After a shooting at Planned Parenthood in Colorado Springs last week, anti-abortion activists in Florida are cancelling a rally planned at the state Capitol next week.
The Florida Family Policy Council, which was going to bus supporters from Miami and Orlando to picket the governor's office Dec. 7, has decided to push back the rally to the spring in response to the shooting that left three dead on Friday.
“This violent and horrifying act by someone who has a troubling and violent past, is in complete opposition to the pro-life cause,” said the group's president, John Stemberger, in a statement Monday. “We believe that we must continue promoting the pro-life message and reiterate the concern we have for every human life including the victims of this tragedy."
Stemberger and his supporters have been calling on Gov. Rick Scott to cancel contracts with Planned Parenthood that require the state to match some federal Medicaid funds.
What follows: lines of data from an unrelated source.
PR #413, opened 2020-08-20
Allow syslogd_t domain to read/write tmpfs systemd-bootchart files

Richard-Filo:
Create the two interfaces to allow mapping and r/w permisions.
Add this two interfaces to the policy for domain syslogd_t.

Fixes: https://bugzilla.redhat.com/show_bug.cgi?id=1838163

The one way how can the systemd-journald get a log data from any services is by socket /run/systemd/journal/socket. But when the message is bigger than max size of datagram, it must be done differently. It is by filedescriptor, which is connected to the datagram and in the file to which the file descriptor refers are the log data that were not sent. The file is created by memfd_create() syscall and in kernel the file is implemented as tmpfs.

That means any service can communicate in this way.

### DIFF
--- a/policy/modules/system/logging.te
+++ b/policy/modules/system/logging.te
@@ -720,6 +720,11 @@ optional_policy(`
 ')
 
 optional_policy(`
+	systemd_rw_bootchart_tmpfs_files(syslogd_t)
+	systemd_map_bootchart_tmpfs_files(syslogd_t)
+')
+
+optional_policy(`
     daemontools_search_svc_dir(syslogd_t)
 ')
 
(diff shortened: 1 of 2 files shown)


Richard-Filo:
```
# sesearch -A -s syslogd_t -t systemd_bootchart_tmpfs_t -c file
```
after installation of scratch build:
```
# sesearch -A -s syslogd_t -t systemd_bootchart_tmpfs_t -c file
allow syslogd_t systemd_bootchart_tmpfs_t:file { append getattr ioctl lock map open read write };
```

wrabcak:
LGTM

PR #416, opened 2020-08-25
Change transitions for ~/.config/Yubico

zpytela:
Created the auth_filetrans_auth_home_content() interface which is used
to allow the filename transition in gnome config directory for the
login_pgm and userdomain attributes.

This commit reverts the transitions introduced in
commit 1363710b88904f29915e39335fef0dfb673a0f70.


zpytela:
Requesting a proper review. This commit and the previous need to be backported to all supported Fedoras.

A scratchbuild is available, transition seems to work for unconfined_u.

PR #418, opened 2020-08-27
Add file context for ~/.config/Yubico

zpytela:


zpytela:
CI fails for dev_lock_all_blk_files() interface used, but not defined. This if exists in f33+ only. The system for CI is being built on a f33 system. My scratchbuild seems to work properly. A similar backport for F31 passed CI, so I will merge this PR unless an objection appears soon.

wrabcak:
agree. please merge

PR #421, opened 2020-08-27
Allow unconfined_t to node_bind icmp_sockets in node_t domain

zpytela:
1. 

When uncofined user run ping or traceroute, this process get label unconfined_t.
Allow to ping or traceroute, which run as unconfined_t, to node_bind icmp_sockets in node_t domain.


zpytela:
Fails again in vlock.te due to a mix of f33 and older sources used.

PR #10957, opened 2026-07-30
:bug: Add dedicated RPC methods for plugin registry operations

### LINKED ISSUE #10952: Add dedicated RPC methods for plugin registry operations with permission validation
### Description

The plugin system currently uses the generic `update-profile-props` RPC method to persist plugin registry data. This endpoint accepts arbitrary prop updates, allowing injection of plugin entries.

niwinz:
## What

Adds dedicated RPC methods for plugin management and validates plugin integrity on open:

1. **Closed permission schema** - Plugin permissions are now restricted to a fixed set of valid values
2. **Dedicated RPC methods** - New `add-profile-plugin` and `remove-profile-plugin` methods replace the generic profile update for plugin operations
3. **Integrity validation on open** - When opening a plugin, the manifest is re-fetched and re-confirmation is required if it differs from the stored version

## Why

The plugin system previously used a generic profile update method to persist plugin registry data. This approach had several issues:

- Plugin permissions were stored as arbitrary strings without validation
- Plugin operations were not atomic (full registry overwrite)
- No integrity check when opening plugins with remote manifests

The new approach ensures:
- Only valid permissions can be stored (schema validation)
- Plugin operations are atomic and validated (dedicated RPC methods)
- Plugins with changed manifests require explicit re-confirmation

## How

**Backend**
- New `add-profile-plugin` RPC method with atomic upsert and permission validation
- New `remove-profile-plugin` RPC method with atomic deletion
- Registered in RPC method resolution

**Common**
- Added `valid-permissions` set with 11 valid permission strings
- Created closed permission schema using enum to restrict values

**Frontend**
- Migrated from full registry overwrite to granular RPC calls
- Optimistic updates with rollback on failure
- Modified plugin opening to require re-confirmation when manifest differs
- On fetch error, show warning instead of loading with stale data
- Bundled plugins (no URL) skip validation

Closes #10952

### DIFF
--- a/backend/src/app/rpc.clj
+++ b/backend/src/app/rpc.clj
@@ -400,6 +400,7 @@
           'app.rpc.commands.management
           'app.rpc.commands.media
           'app.rpc.commands.nitrate
+          'app.rpc.commands.plugins
           'app.rpc.commands.profile
           'app.rpc.commands.projects
           'app.rpc.commands.search
--- a/backend/src/app/rpc.clj
+++ b/backend/src/app/rpc.clj
@@ -388,6 +388,7 @@
           'app.rpc.commands.management
           'app.rpc.commands.media
           'app.rpc.commands.nitrate
+          'app.rpc.commands.plugins
           'app.rpc.commands.profile
           'app.rpc.commands.projects
           'app.rpc.commands.search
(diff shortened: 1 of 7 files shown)


hirunatan (approved):

niwinz:
I think i will retarget this to 2.19.0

In total, it costs the state $45,000 a year, according to the Agency for Health Care Administration. And the governor doesn't plan to end the contracts, even as he has taken a hard stance against Planned Parenthood in the wake of videos of the organization's fetal tissue donation programs that have stirred outrage among conservatives.
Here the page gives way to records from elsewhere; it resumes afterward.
Issue #10753, opened 2026-07-17
Remote MCP: websocket connects but live browser commands never arrive (execute_code times out)


lucaspbdesign-source:
## Summary

Remote MCP server connects and responds to stateless calls, and the browser plugin establishes a healthy websocket after connecting via **File → MCP Server → Connect**. But commands that require a round-trip into the browser (`execute_code` in the MCP tool spec) never arrive on that websocket — confirmed via the Network tab, zero frames in either direction — and every such call times out after 30s. This reproduces consistently, including after regenerating the MCP key and reconnecting the plugin fresh.

## Environment

- Client: Claude Code (VS Code extension)
- MCP config: remote HTTP transport, per the documented Claude Code format:
  ```json
  "penpot": {
    "transport": "http",
    "url": "https://design.penpot.app/mcp/stream?userToken=..."
  }
  ```
- Browser: (fill in — Chrome/Firefox/Safari/etc., version)
- OS: macOS (Darwin)
- Penpot file: single file, single tab open

## Steps to reproduce

1. Enable MCP Server under Account → Integrations, generate a key.
2. Add the server to Claude Code config as above, restart the client.
3. Open a Penpot file, connect via **File → MCP Server → Connect** (menu shows "Manage (Status: enabled)" with a green dot afterward).
4. From the MCP client, call a tool that requires live browser execution (e.g. run arbitrary plugin-API JS and return a trivial value like `1`).
5. Call times out after 30s.

## What we checked

- **Static/stateless MCP tool calls succeed instantly** (e.g. API doc lookups served directly by the MCP server) — confirms the MCP server itself is reachable and the config/token are valid.
- **Websocket connects successfully**: DevTools → Network → filtering for `ws` shows a request to `design.penpot.app` with status `101`, type `websocket`, sitting in the expected "Pending" (i.e. open) state.
- **Zero messages ever cross the socket**: opened the websocket's Messages/Frames panel in DevTools, retried the live command — no inbound or outbound frame appeared during the entire 30s timeout window.
- **Browser console stays silent** during the failed call — no errors, warnings, or logs of any kind.
- **Ruled out stale token**: regenerated the MCP key from Integrations settings, updated the client config, restarted the client, reconnected the plugin — identical failure.
- **Ruled out stale plugin session**: explicitly clicked Disconnect then Connect again in the file's MCP server menu immediately before retrying — identical failure.
[...]

PR #10967, opened 2026-07-30
:bug: Fix MCP issues pertaining to connection handling and task dispatching via Redis

### LINKED ISSUE #10953: MCP tool call timeout is too low for some operations
The current timeout of 30 seconds is not sufficient for some calls, especially in larger files. We should make the timeout a configuration option.

### LINKED ISSUE #10958: After leaving a file in Penpot, MCP requests run into timeouts
### Steps To Reproduce

1. With MCP integration enabled, open a file in Penpot.
2. Check that MCP server can be used to access the file.
3. In Penpot, leave the file by going back to the dashboard.
4. Issue new request via the MCP server. 
5. Observe the request timing out.

### Expected behavior

After leaving the file, the MCP server should immediately report that there is no connection to Penpot.

### Actual behavior

Requests time out, wasting time.

### Screenshots or video

_No response_

_No response_

_No response_

_No response_

### Frontend Stack Trace

```console

```

### Backend Stack Trace

```console

```

### Additional context

_No response_

### LINKED ISSUE #10961: Duplicate WebSocket MCP connection attempts deregistered the original connection's routing entries
### Description

In multi-user mode, the MCP server allows only one plugin WebSocket connection per user token and rejects any further connection attempt using the same token. However, the cleanup performed while rejecting the newcomer deregisters the wrong connection: it deletes the token's routing entry (`clientsByToken`) and the token's Redis request-channel subscription, both of which belong to the established, healthy connection.

The impact is that a single rejected duplicate attempt silently breaks the working MCP integration for that user. The established plugin connection remains open and keeps heartbeating, and the Penpot UI continues to show it as connected, but the server can no longer route any task to it: every MCP tool call for that user fails (previously with a 30-second timeout per request; since the fail-fast fix, with an immediate "No Penpot instance connected for user token" error), even though a valid, live plugin connection exists. Because duplicate attempts occur in normal operation (a second browser tab, or the plugin's automatic reconnect while the old socket is still open), users hit this without doing anything unusual, and there is no recovery other than reconnecting. Recovery is racy as well: after the erroneous eviction the token appears free, so whichever side reconnects first claims it — if a stale plugin instance wins, tasks are routed to an instance that cannot execute them and every request times out.

### Steps to reproduce

1. Run the MCP server in multi-user mode and connect the Penpot MCP plugin with a valid user token.
2. Open a second plugin connection with the same token (e.g. open the same Penpot account in a second tab, or trigger a reconnect while the first socket is still open).
3. The second connection is rejected as a duplicate (expected). Now issue any MCP tool call for that user.

### Expected behavior

Rejecting a duplicate connection must not affect the established connection: the existing plugin connection stays registered for task routing and MCP tool calls continue to work.

### Affected versions

develop (MCP server, multi-user mode)

opcode81:
# Summary

This PR resolves several issues in the MCP server:

* #10958  
  In multi-instance mode (where tasks are dispatched via Redis), the case where a connection from Penpot was no longer present was not correctly handled, resulting in a timeout instead of an immediate failure indicating no connected instances.
* #10961  
  Rejection of multiple connections for the same token was incorrectly handled: Removal of the duplicate connection also incorrectly removed entries for the original connection (token association, Redis association).
* #10953  
  Tool executions via the plugin connection used a timeout of 30 seconds, which was insufficient for some longer-running tasks. The timeout is now configurable via an env. variable and the default was raised to 120 seconds.
  
Additional issue which is likely fixed by these changes: #10753

NOTE: These are 3 logically separate changes, so squashing not recommended.

### DIFF
--- a/mcp/README.md
+++ b/mcp/README.md
@@ -272,6 +272,7 @@ The Penpot MCP server can be configured using environment variables.
 | `PENPOT_MCP_REPL_PORT`                           | Port for the REPL server (development/debugging)                           | `4403`         |
 | `PENPOT_MCP_REMOTE_MODE`                         | Enable remote mode (disables file system access). Set to `true` to enable. | `false`        |
 | `PENPOT_MCP_DEVENV`                              | Enable Penpot development environment tools. Set to `true` to enable.      | `false`        |
+| `PENPOT_MCP_TOOL_TIMEOUT_S`                      | Timeout, in seconds, for tool calls dispatched to the Penpot plugin        | `120`          |
 | `PENPOT_MCP_EXPORT_SHAPE_MAX_PARALLEL_REQUESTS`  | Maximum number of parallel export shape requests (multi-user mode only).   | `0` (no limit) |
 | `PENPOT_MCP_REDIS_URI`                           | Redis connection URI (e.g. `redis://host:6379`) enabling multi-instance horizontal scaling via Redis pub/sub task routing (multi-user mode only). When unset, the server runs in single-instance mode, requiring the plugin and MCP client to connect to the same instance. | (unset)        |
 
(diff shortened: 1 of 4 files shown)


opcode81:
@niwinz the issues fixed here are likely to negatively affect quite a few users of the remote MCP server, so we should consider bringing the changes to PROD as soon as possible.

niwinz:
> @niwinz the issues fixed here are likely to negatively affect quite a few users of the remote MCP server, so we should consider bringing the changes to PROD as soon as possible.

I'll put them on my high priority task list. I  will look on it tomorrow and once merged probably tag the next RC with this changes and other fixes merged today (realated to reports).

niwinz:
After looking the code, i will merge it right now :D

But Planned Parenthood of Southwest and Central Florida CEO Barbara Zdravecky on Monday called out heated rhetoric nationally against the group, saying that encouraged the shooting in Colorado.
"We have all seen an alarming increase in the hateful rhetoric and smear campaigns against abortion providers and women's health care providers and our patients over the last few months," Zdravecky said at an event in Sarasota. "That environment breeds acts of violence, and Americans reject the hatred and vitriol that fueled this tragedy."
Florida Planned Parenthood clinics have remained open for their normal hours since the shooting, she said.
The organization's clinics have tough security, Zdravecky said. And after the Colorado Springs shooting, she said local law enforcement contacted her and reaffirmed their support for safety at Planned Parenthood locations. Among the supporters is Democratic St. Petersburg Mayor Rick Kriseman, who Zdravecky said was outside a clinic in Pinellas County Monday to show his support.
Stemberger is not backing down from his demand that Scott end those contracts, despite rescheduling the rally for an undetermined date this spring.
“We will continue to push forward to end abortion and end the taxpayer funding of abortion providers in our state,” he said in the statement.
“However," Stemberger added, "we also admonish those on the other side of this issue who are attempting to use this tragedy for their own political gains."